--- START ---
PR #835, opened 2024-10-03
Fix Hydrolix dates 1

trzysiek:
This eliminates an error we encountered with Hydrolix.
```
Q3006: Unspecified database error.  clickhouse: query failed. err: code: 169, message: Key expression contains comparison between inconvertible types: DateTime64(3) and Float64 inside reqTimeSec >= 1727858503270
```
It's possible to compare dates and floats in Clickhouse from 2022 year, but in 2021 it wasn't possible, and Hydrolix must use some earlier version, so I created a solution which works in both scenarios

I move date parsing from Clickhouse to Quesma, removing usage of Clickhouse's `parseDateTimeBestEffort()`. Now we parse date ourselves, and use `toDateTime64()` to compare this date with date field (checked, it works fine also for fields of basic `DateTime` type, not `DateTime64`, even in Clickhouse 4 years ago). Elastic has like 50 different date formats available, so I doubt all of them are available in Clickhouse or other databases, so it's a move in the right direction, I guess.

After:
Screenshot 2024-10-06 at 17 15 22
Timestamps are fine: there's `"gte": 1727858503270` in the request, which is `Wed Oct 02 2024 08:41:43 GMT+0000`, so histogram starts fine from `8:41:30`:
Screenshot 2024-10-06 at 17 15 49


jakozaur (commented):
Great direction?

How did you find this and concluded it is Hydrolix related? I looked into log lines and just hit this error in dev env by me and Rafal.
--- END ---
Which lines run from the one containing "Screenshot 2024-10-06 at 17 15 49" to the end of the entries above? Quote exactly those, and only those.

**Task result**
Screenshot 2024-10-06 at 17 15 49


jakozaur (commented):
Great direction?

How did you find this and concluded it is Hydrolix related? I looked into log lines and just hit this error in dev env by me and Rafal.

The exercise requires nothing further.